=== Section Start ===
PR #3, opened 2017-03-22
Feature/database models

kurtwheeler:
These are the models I think I will need for this project. I don't yet have perfect knowledge of what the metadata that needs to be stored in the Batch table will look like so I've left some of those fields at just `max_length=256` for now. I'm open to changing any of them now if you have any recommendations, however they can always be changed later as well. The rest of the tables I feel more confident about.


data_models/data_refinery_models/models.py
```diff
@@ -17,26 +18,101 @@ class Meta:
...
-        ("NEW", "New"),
-        ("DOWNLOADED", "Downloaded"),
-        ("PROCESSED", "Proccessed"),
-    )
-    status = models.CharField(max_length=10, choices=STATUSES)
+    class Meta:
+        db_table = "batches"
+
+
+# This table is used for tacking fields onto a Batch record that would
```
dongbohu: You may want to change these comments into docstring of `BatchKeyValue` class. By the way, is `tacking` on this line supposed to be `tracking`?

data_models/data_refinery_models/models.py
```diff
@@ -17,26 +18,101 @@ class Meta:
...
+# be sparsly populated if it was its own column.
```
dongbohu: `sparsly` should be `sparsely`?

data_models/data_refinery_models/models.py
```diff
@@ -17,26 +18,101 @@ class Meta:
...
+    key = models.CharField(max_length=256)
+    value = models.CharField(max_length=256)
+
+    class Meta:
+        db_table = "batch_key_values"
+
+
+class ProcessorJob(TimeTrackedModel):
+    batch_id = models.ForeignKey(Batch, on_delete=models.CASCADE)
+    pipeline_applied = models.CharField(max_length=256)
```
dongbohu: Can you explain to me what this field will be? A description of pipeline?

data_models/data_refinery_models/models.py
```diff
@@ -17,26 +18,101 @@ class Meta:
...
+    # At some point there will probably be some code like:
+    # if job.num_retries >= 3:
+    #     # do a bunch of logging
+    # else:
+    #     # retry the job
+    num_retries = models.IntegerField(default=0)
+
+    # This point of this field is to identify what worker ran the job.
+    # A few fields may actually be required or something other than just an id.
+    worker_id = models.CharField(max_length=256)
```
dongbohu: Do you need a separate `worker` table and this `worker_id` will be the foreign key to the "worker" table?

data_models/data_refinery_models/models.py
```diff
@@ -17,26 +18,101 @@ class Meta:
...
+class DownloaderJob(TimeTrackedModel):
+    batch_id = models.ForeignKey(Batch, on_delete=models.CASCADE)
+    start_time = models.DateTimeField(null=True)
+    end_time = models.DateTimeField(null=True)
+    success = models.NullBooleanField(null=True)
+
+    # These two fields are analagous to the fields with the same names
+    # in ProcessorJob, see their descriptions for more information
+    num_retries = models.IntegerField(default=0)
+    worker_id = models.CharField(max_length=256)
```
dongbohu: Same question as the one on `worker_id` in `ProcessorJob` table.

data_models/data_refinery_models/models.py
```diff
@@ -17,26 +18,101 @@ class Meta:
...
+    # This field represents how many times this job has been retried. It starts
+    # at 0 and each time the job has to be retried it will be incremented.
+    # At some point there will probably be some code like:
+    # if job.num_retries >= 3:
+    #     # do a bunch of logging
+    # else:
+    #     # retry the job
+    num_retries = models.IntegerField(default=0)
+
+    # This point of this field is to identify what worker ran the job.
```
dongbohu: Does it sound better if this line is changed into:
```The point of this field is to identify which worker runs the job.```
(I am not a native speaker of English. If you prefer the original version, it is okay with me.)

File: Dockerfile.worker [hunk 7]
```diff
@@ -14,6 +14,11 @@ COPY data_models/dist/data-refinery-models-* data_models/
 # Get the latest version from the dist directory.
 RUN pip install data_models/$(ls data_models | sort -r | head -1)
 
+COPY data_models/dist/data-refinery-models-* data_models/
+
+# Get the latest version from the dist directory.
+RUN pip install data_models/$(ls data_models | sort -r | head -1)
```
dongbohu: Actually `ls` command already sorts the filenames alphabetically, so the command can be more compact: 
`ls -r1 | head -1` 
or 
`ls -1 | tail -1`

kurtwheeler: Hmm, I'm not sure why but `sort` was able to handle all the file names being on the same line somehow. However `ls -1 | tail -1` is certainly better so I'll use that.

data_models/data_refinery_models/models.py
kurtwheeler: This is a good idea. I'm not sure what we would want to store in the worker table though so for now I think I will leave it like this until I actually make a worker and have an idea of what the columns of a worker table would be. I will add this as a TODO though.

data_models/data_refinery_models/models.py
kurtwheeler: I'm going to change it to a hybrid of these two options `The point of this field is to identify which worker ran the job.` because it should be in past tense because we won't know what worker is going to run the job until one pulls it off the queue.

data_models/data_refinery_models/models.py
kurtwheeler: I had this as `processor_applied` at some point but I think that a single processor is rarely going to be enough so there will be pipelines of processors which will have identifiers. This field will store the identifier of the processor pipeline which was applied during the job.

As an example a processor pipeline could be described in code like this:
```
processor_pipelines = {
  "EXPRESSION_TO_PCL": ["PROCESSOR_A", "PROCESSOR_B", "PROCESSOR_C"],
  ...
}
```
I could potentially rename this field to `processor_pipeline_applied` if you think that's more clear.

data_models/data_refinery_models/models.py
```diff
@@ -17,26 +18,101 @@ class Meta:
...
     download_url = models.CharField(max_length=2048)
-    raw_format = models.CharField(max_length=256)
-    processed_format = models.CharField(max_length=256)
-    processor_required = models.IntegerField()
-    accession_code = models.CharField(max_length=256)
+    raw_format = models.CharField(max_length=256, null=True)
+    processed_format = models.CharField(max_length=256, null=True)
+    pipeline_required = models.CharField(max_length=256)
+    accession_code = models.CharField(max_length=32)
+    status = models.CharField(max_length=20)
```
kurtwheeler: Fair point. For the statuses I already have it is large enough (values should only be entered into this field by using `BatchStatuses.NEW.value`). I hope to not be adding statuses often so if I end up needing one large than 20 I can just run a migration to widen the column.

data_models/data_refinery_models/models.py
```diff
@@ -17,26 +18,101 @@ class Meta:
...
     size_in_bytes = models.IntegerField()
     download_url = models.CharField(max_length=2048)
-    raw_format = models.CharField(max_length=256)
-    processed_format = models.CharField(max_length=256)
-    processor_required = models.IntegerField()
-    accession_code = models.CharField(max_length=256)
+    raw_format = models.CharField(max_length=256, null=True)
+    processed_format = models.CharField(max_length=256, null=True)
+    pipeline_required = models.CharField(max_length=256)
+    accession_code = models.CharField(max_length=32)
```
kurtwheeler: I don't know. I've only seen accession codes as long as ~10 characters. Do you know if they get longer than this?

data_models/data_refinery_models/models.py
```diff
@@ -17,26 +18,101 @@ class Meta:
...
+    start_time = models.DateTimeField(null=True)
+
+    # The end time of the job
+    end_time = models.DateTimeField(null=True)
+
+    class Meta:
+        db_table = "survey_jobs"
+
+
+class BatchStatuses(Enum):
```
kurtwheeler: If the download fails it will be recorded in the `status` field of the downloader_job. There will be code to check the statuses of jobs and retry the ones that fail. I don't think the batch needs to worry about this.

kurtwheeler:
Ok @dongbohu I've either responded to all your comments, made the suggested change, or both.

data_models/data_refinery_models/models.py
dongbohu: You may want to check with Rene or Casey. I don't know how long the access code could be.

data_models/data_refinery_models/models.py
dongbohu: Got it. If you prefer keeping the original field name, can you add some comments to make it easier to understand?

data_models/data_refinery_models/models.py
kurtwheeler: @cgreene and @jaclyn-taroni do either of you know what the upper limit on accession codes is?

cgreene: Hmm, SRA looks to be ~10 (also appears to be incrementing):
https://www.ncbi.nlm.nih.gov/sra/?term=human

GEO also appears to increment so let's say roughly 10.

The most recent ones in arrayexpress seem to be ~10:
https://www.ebi.ac.uk/arrayexpress/search.html?query=human&sortby=releasedate&sortorder=descending

ENA also appears to be incrementing with ~750k samples:
http://www.ebi.ac.uk/ena/data/search?query=human

I guess 32 characters should be enough for anybody (at least for a while?). Such statements are never proven wrong by history ;)

kurtwheeler: Ok, I'll leave it as this then. If we ever need to we can always widen it later, but given that these are alphanumeric, 32 characters should be enough to reference 6.33e49 samples.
=== Section End ===
Go through the listing and work out how many lines include the string "tacking". Give only the number.

ANSWER FOR THE TASK.
2